При запуске (. net core) в разделе Configure мы реализовали его следующим образом:

 public async void Configure(IApplicationBuilder app, IHostingEnvironment env)
        {
            OcelotPipelineConfiguration ocelotConfig = new OcelotPipelineConfiguration
            {
                AuthenticationMiddleware = async (ctx, next) =>
                {
                    try
                    {
                        AuthenticationClient.Authenticate(Configuration, ctx.HttpContext, new List<string>());
                        IEnumerable<string> allowedRoles = ctx.DownstreamReRoute.RouteClaimsRequirement.Select(e => e.Value).ToList();
                        if(allowedRoles != null && allowedRoles.Count() > 0)
                        {
                            string userId= AuthenticationClient.Authenticate(Configuration, ctx.HttpContext, allowedRoles);
                            ctx.DownstreamReRoute.AddHeadersToDownstream.Add(new AddHeader("userId", userId));
                        }
                    }catch(ApiGateway.Core.Exceptions.ForbiddenException e)
                    {
                        ctx.Errors.Add(new ApiGateway.WebApi.Exceptions.ForbiddenException(e.Message, Ocelot.Errors.OcelotErrorCode.UnauthorizedError));
                    }
                    catch(Exception e)
                    {
                        ctx.Errors.Add(new UnauthenticatedError(e.Message));
                    }
                    await next.Invoke();
                },
                AuthorisationMiddleware = async (ctx, next) =>
                {
                    await next.Invoke();
                }
            };

Объяснение:

Сначала пользователь проходит аутентификацию с использованием bearer-jwt-token (или Basi c) из http-заголовка.

Затем читать разрешенные роли / разрешения (у нас есть группы активных каталогов в качестве ролей) из Ocelot-Settings (раздел RouteClaimsRequirement).

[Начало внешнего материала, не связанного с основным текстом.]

PR #2424, opened 2020-10-28
Hdrp/docs/10.2 shaders and refactor

JordanL8:
### Purpose of this PR
Adds new shader docs, eye utility shader graph node docs, and refactors some shader sections to use snippets.

PR #2413, opened 2020-10-28
Changed the names of some of the parameters for the Eye Utils SG Nodes.

anisunity:
While doing the documentation, i realized that some nodes had some attributes wrongly names. This PR corrects those mistakes.
I also pushed the updated sample shader graphs.

Testing status
Ran the DXR tests locally, all green.
RAn the eye SG test locally, green.

PR #2431, opened 2020-10-28
Add Eye Graph Preset to HDRP Shader List

johnpars:
### Purpose of this PR
This PR copies the Eye ShaderGraph preset in the HDRP Test Projects, and places it into HDRP Resources.
This makes it available to users as a quick starting point for creating eye materials.
Note that we have accompanying documentation for this on the way, in #2424

image

image

---
### Testing status
Locally, I have created a new material, switched the shader to **HDRP/Eye** in the shader list, and quickly authored an eye to test for parity with eye materials in the original Graphics Tests.

---
### Comments to reviewers
- Currently, there is no Eye sample in the HDRP Material Sample. Do we want one for 10.2? 
- Would it make sense to update the graphics tests to point to this graph in HDRP Resources?
- Slightly depends on a small change in #2413, which renames some util nodes inputs. I have used the eye graph from that PR branch, so that when this merges it will update automatically (tested locally).

### DIFF
--- a/com.unity.render-pipelines.high-definition/Runtime/RenderPipelineResources/ShaderGraph/Eye.shadergraph
+++ b/com.unity.render-pipelines.high-definition/Runtime/RenderPipelineResources/ShaderGraph/Eye.shadergraph
@@ -1,0 +1,8681 @@
+{
+    "m_SGVersion": 2,
+    "m_Type": "UnityEditor.ShaderGraph.GraphData",
+    "m_ObjectId": "60ca904df98c4c1f9f421c2faee403b1",
+    "m_Properties": [
+        {
+            "m_Id": "e90c81090c004570bf74081a26ad8d32"
+        },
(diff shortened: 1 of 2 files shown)


remi-chapelain (approved):
Approving the PR since the graph is known and used in some DXR and HDRP Test ! ✔️ 
**YES**, I think it would be a great addition to our material sample to have this and/or multiple version of this as I already stated when the HDRP test have been made ! :) 
The same way we have our material sample for hair / decals / fabric, we certainly need one with Eye especially how hard it is to setup it and have a proper result ! And all the sample in the HDRP/DXR test looks great and can be integrated a wide range of use. 

As for linking the HDRP test with this one, My two cents, is I don't think it's a good idea since any slight modification on this graph would make the test fail and need to rebuild the capture. I think the test graph and the sample graph should remain different.

PR #4311, opened 2021-04-26
Fix apv structure seams

alelievr:
### Purpose of this PR
Fix the cell size and other mistakes in the code, the name cellSize was ambiguous because it was either in a number of bricks or in meter, so now there are two fields: `cellSizeInMeter` and `cellSizeInBricks`

Changed the default number of bricks per cells per axis to 27 instead of 81

Updated the HelpBox in the probe profile asset to show distance between probes instead of subdivision levels: 
image

---
### Testing status
Baked the repro scene with the fix, works like expected
image

https://yamato.cds.internal.unity3d.com/jobs/902-Graphics/tree/hd%252Ffix%252Fapv-structure-seams/.yamato%252Fall-hdrp.yml%2523PR_HDRP_trunk/6498835/job

### DIFF
--- a/com.unity.render-pipelines.core/Runtime/Lighting/ProbeVolume/ProbeReferenceVolumeAuthoring.cs
+++ b/com.unity.render-pipelines.core/Runtime/Lighting/ProbeVolume/ProbeReferenceVolumeAuthoring.cs
@@ -75,7 +75,7 @@ namespace UnityEngine.Experimental.Rendering
 
         internal ProbeReferenceVolumeProfile profile { get { return m_Profile; } }
         internal float brickSize { get { return m_Profile.brickSize; } }
-        internal float cellSizeInMeter { get { return m_Profile.cellSizeInMeters; } }
+        internal float cellSizeInMeters { get { return m_Profile.cellSizeInMeters; } }
         internal int maxSubdivision { get { return m_Profile.maxSubdivision; } }
         internal float normalBias { get { return m_Profile.normalBias; } }
 
--- a/com.unity.render-pipelines.core/Editor/Lighting/ProbeVolume/ProbeGIBaking.cs
+++ b/com.unity.render-pipelines.core/Editor/Lighting/ProbeVolume/ProbeGIBaking.cs
@@ -471,7 +471,7 @@ namespace UnityEngine.Experimental.Rendering
             UnityEditor.Experimental.Lightmapping.additionalBakedProbesCompleted += OnAdditionalProbesBakeCompleted;
 
             var volumeScale = bakingReferenceVolumeAuthoring.transform.localScale;
-            var CellSize = bakingReferenceVolumeAuthoring.cellSizeInMeter;
+            var CellSize = bakingReferenceVolumeAuthoring.cellSizeInMeters;
             var xCells = (int)Mathf.Ceil(volumeScale.x / CellSize);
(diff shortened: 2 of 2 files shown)


com.unity.render-pipelines.core/Runtime/Lighting/ProbeVolume/ProbeReferenceVolumeProfile.cs
```diff
@@ -50,9 +48,10 @@ public enum CellSize
         [SerializeField]
         Version version = CoreUtils.GetLastEnumValue<Version>();
 
-        public int maxSubdivision => Mathf.CeilToInt(Mathf.Log((float)cellSize / brickSize, 3));
+        // We don't count the first subdivision because it have the same size as the cell so we add one.
```
FrancescoC-unity, line 51: Is this already valid before your subdiv changes?

com.unity.render-pipelines.core/Runtime/Lighting/ProbeVolume/ProbeReferenceVolumeProfile.cs
```diff
@@ -50,9 +48,10 @@ public enum CellSize
...
+        public int maxSubdivision => Mathf.CeilToInt(Mathf.Log((float)cellSizeInBricks, 3)) + 1;
         public float brickSize => Mathf.Max(0.01f, minDistanceBetweenProbes * 3.0f);
-        public int cellSize => Mathf.CeilToInt((float)cellSizeInBricks * brickSize);
+        public float cellSizeInMeter => (float)cellSizeInBricks * brickSize;
```
FrancescoC-unity, line 54: in meter_s_ plural here

JulienIgnace-Unity (approved):

com.unity.render-pipelines.core/Runtime/Lighting/ProbeVolume/ProbeReferenceVolumeProfile.cs
alelievr: With this PR yes, adding one subdiv level will let the structure subdivide up to the cell level, and because the cell size is compatible with brick size (brickSize * 3^subdivLevel) now it's safe to do that (bricks won't be generated outside of the cell)

com.unity.render-pipelines.core/Runtime/Lighting/ProbeVolume/ProbeReferenceVolumeAuthoring.cs
```diff
@@ -75,7 +75,7 @@ internal static ProbeReferenceVolumeProfile CreateReferenceVolumeProfile(Scene s
 
         internal ProbeReferenceVolumeProfile profile { get { return m_Profile; } }
         internal float brickSize { get { return m_Profile.brickSize; } }
-        internal float cellSizeInMeter { get { return m_Profile.cellSizeInMeter; } }
+        internal float cellSizeInMeter { get { return m_Profile.cellSizeInMeters; } }
```
FrancescoC-unity, line 78: Sorry for being a bit anal about it, but this is still singular :)

FrancescoC-unity (approved):

JulienIgnace-Unity:
As discussed with @alelievr , closing this PR as it's not complete (some problems are still present) and all this will also be fixed in a later PR refactoring the whole thing.

PR #4313, opened 2021-04-26
Skip adding the LOD's renderer to the checked renderer if it's null

remi-chapelain:
### Purpose of this PR
This PR fixes a [very specific use case with LOD and building the AS](https://fogbugz.unity3d.com/f/cases/1331881/). 
When adding LOD group to the Acceleration Structure, ray tracing manager will only add the top level LOD (0). 
However, for some reasons, a reference of each renderer is kept and if multiple LOD are using the same mesh, they have different renderer instance ID so they also need to be added to this reference list. 

If one of the LOD is missing a renderer, there's no check for null renderer so it make the whole building AS operation fails.

A check has been added to the "check content for raytracing" 
image. 

Also, after [this PR](https://github.com/Unity-Technologies/Graphics/pull/4082), we forgot to update the checks here and some were obsolete. Those have been updated with the new correct behavior about double sided-ness in multimat mesh having priority in the acceleration structure. 

This has been found in 2021.1 so it probably needs a backport in 11 and 10 

---
### Testing status
- Tested on the use case with one LOD missing a mesh renderer and made sure that it does not repro anymore. 
- Tested that a warning was being thrown with one or more missing renderer in an LODGroup
- Tested that no warnings were being thrown with no missing renderer in a LODGroup

---
### Comments to reviewers
N/A (purpose of the PR have been updated)

### DIFF
--- a/com.unity.render-pipelines.high-definition/CHANGELOG.md
+++ b/com.unity.render-pipelines.high-definition/CHANGELOG.md
@@ -159,6 +159,9 @@ and this project adheres to [Semantic Versioning](http://semver.org/spec/v2.0.0.
 - Fixed CustomPassUtils scaling issues when used with RTHandles allocated from a RenderTexture.
 - Fixed ResourceReloader that was not call anymore at pipeline construction
 - Fixed undo of some properties on light editor.
+- Fixed null reference exception in Raytracing SSS volume component.
+- Fixed artifact appearing when diffuse and specular normal differ too much for eye shader with area lights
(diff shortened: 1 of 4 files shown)


sebastienlagarde (approved):
I am fine with the change, but it have indent issue and space (will fail yamato) and I am fine with adding this to the scene checker, good idea.

iM0ve (approved):
Looks good, minor change.

sebastienlagarde (approved):

PR #4318, opened 2021-04-26
Added an updater for shader graph with the builtin target that will u…

joshua-davis:
…dpate all materials using that shader graph when it's saved. This is a heavy-handed solution that should get updated when import dependencies are finished.

---
### Purpose of this PR
If a target was newly added to SG and a material was already using it, the material didn't get its keywords reset causing it to occasionally look wrong until you view the material in the inspector.

The easiest way to repro this is:
 - create a new SG with alpha clipping set to true that reads from a texture and sets the base color and alpha
 - create a material and set it on an object using some texture where you can verify alpha clipping works
 - go back to SG (with the inspector not visible) and add the built-in target (with alpha clipping on) and save
 - the object should properly work with alpha clipping (it won't in the old version)
additionally it can be more visible if you do half of this again, but with a new material:
 - remove the built-in target
 - create a new material and setup the texture on it and assign it to an object
 - go back to the SG editor and add the built-in target
This last version is important to test due to how SG works with targets. In particular, SG caches all targets and re-uses them when you activate/deactivate them, meaning any state stored on the target doesn't work (which is how URP/HDRP works and they have the same issue).

---
### Testing status
Tested the above.

---
### Comments to reviewers
Decided to make this always work for built-in by always running the material reset logic and not trying to filter based upon certain SG changes. This will catch all cases and only be a bit slower for larger projects (if using built-in) and changes are coming for import dependencies that should make this fast.

### DIFF
--- a/com.unity.shadergraph/Editor/Generation/Targets/BuiltIn/Editor/ShaderGraph/Targets/BuiltInTarget.cs
+++ b/com.unity.shadergraph/Editor/Generation/Targets/BuiltIn/Editor/ShaderGraph/Targets/BuiltInTarget.cs
@@ -265,7 +265,7 @@ namespace UnityEditor.Rendering.BuiltIn.ShaderGraph
         {
             m_ActiveSubTarget.value.ProcessPreviewMaterial(material);
         }
-        
+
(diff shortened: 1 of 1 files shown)


jessebarker (approved):
LGTM

PR #4320, opened 2021-04-27
Fix RTHandle scale bias [1329977]

skhiat:
Fix https://fogbugz.unity3d.com/f/cases/1329977/

Reprostep:
On Camera:
image

* Add an offset X of viewport rect.
* On SSR Enable 'PBR Accumulation'
* Increase the 'Max Ray Steps'
* On Game view increase the Accumulation factor

Before:
amWsfNAZ8H

After:
4qOvTMrHKS


JulienIgnace-Unity (changes requested):
This fix looks weird to me.
_RTHandleScaleHistory.zw / _RTHandleScaleHistory.xy does not really mean anything so I'm not sure how that works.
In theory there should be very little to do here:
- For current frame buffers, since we are using pixel coordinates, no scale should be applied as we render in the proper viewport already.
- For previous frame buffers, they may be a different size so pixel coordinates should be multiplied by _RTHandleScaleHistory.zw if they are history buffers or _RTHandleScale.zw if they are shared buffers.

skhiat:
> This fix looks weird to me.
> _RTHandleScaleHistory.zw / _RTHandleScaleHistory.xy does not really mean anything so I'm not sure how that works.
> In theory there should be very little to do here:
> 
> * For current frame buffers, since we are using pixel coordinates, no scale should be applied as we render in the proper viewport already.
> * For previous frame buffers, they may be a different size so pixel coordinates should be multiplied by _RTHandleScaleHistory.zw if they are history buffers or _RTHandleScale.zw if they are shared buffers.

[Fixed]

JulienIgnace-Unity (approved):

iM0ve (approved):
Looks good. Checking the repro case should be sufficient since it only affects SSR. I

PR #4182, opened 2021-04-14
[12.0.0] Create URP Graphics Test Package

phi-lira:
### Purpose of this PR
 This PR creates a URP graphics test package. This is useful for two reasons:
  - we don't duplicate scripts and assets between test projects
  - the package has the graphics test framework dependency so other teams / packages can integrate test with URP by adding the URP graphics test package.

### Testing status
 - Run tests locally.

### Comments to reviewers
 - Common assets and scripts were moved to the new graphics test package.
 - Each split project references the new graphics test package.
 - I could see some issues / warning in the test projects but they didn't seem related to my changes so I plan to fix them in follow PR.

PR #4321, opened 2021-04-27
Revert script changes to lighting test done in (#4182)

phi-lira:
### Purpose of this PR
 Revert scripting changes made to lighting test. in PR #4182 
 This PR should add back scripting files to Editor and Runtime folders of project and remove reference to the testing package.

---
### Testing status
 Tested locally 

---
### Comments to reviewers
 The reason to revert this files is because there's another PR that wants to add tests to the lighting project. When adding those for some reason an assembly with a different name from the one that was in the project before cause access issue to internal editor rendering assembly. I suspect this is related to some code giving access to internals to that specific assembly file that was on the project before and I couldn't figure out where. 
 
  Reverting so I unblock the other PR, this should be investigated imo later.


pigselated:
LGTM

pigselated (approved):
LGTM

Если у пользователя есть одна из разрешенных ролей / разрешений, мы получаем userId и добавляем это к заголовку http-запроса, который перенаправляется в соответствующую службу. Таким образом, целевой сервис знает пользователя.

To me, it also sounds kind of insecure to only authenticate the reroutes,

Обычно сами микросервисы не доступны напрямую и развернуты на уровне сервера позади. Только API-шлюз имеет доступ к ним. Преимущество заключается в том, что вашим микро-сервисам не нужно заботиться об аутентификации, авторизации и т. Д. c.

Надеюсь, что это может прояснить ваш вопрос.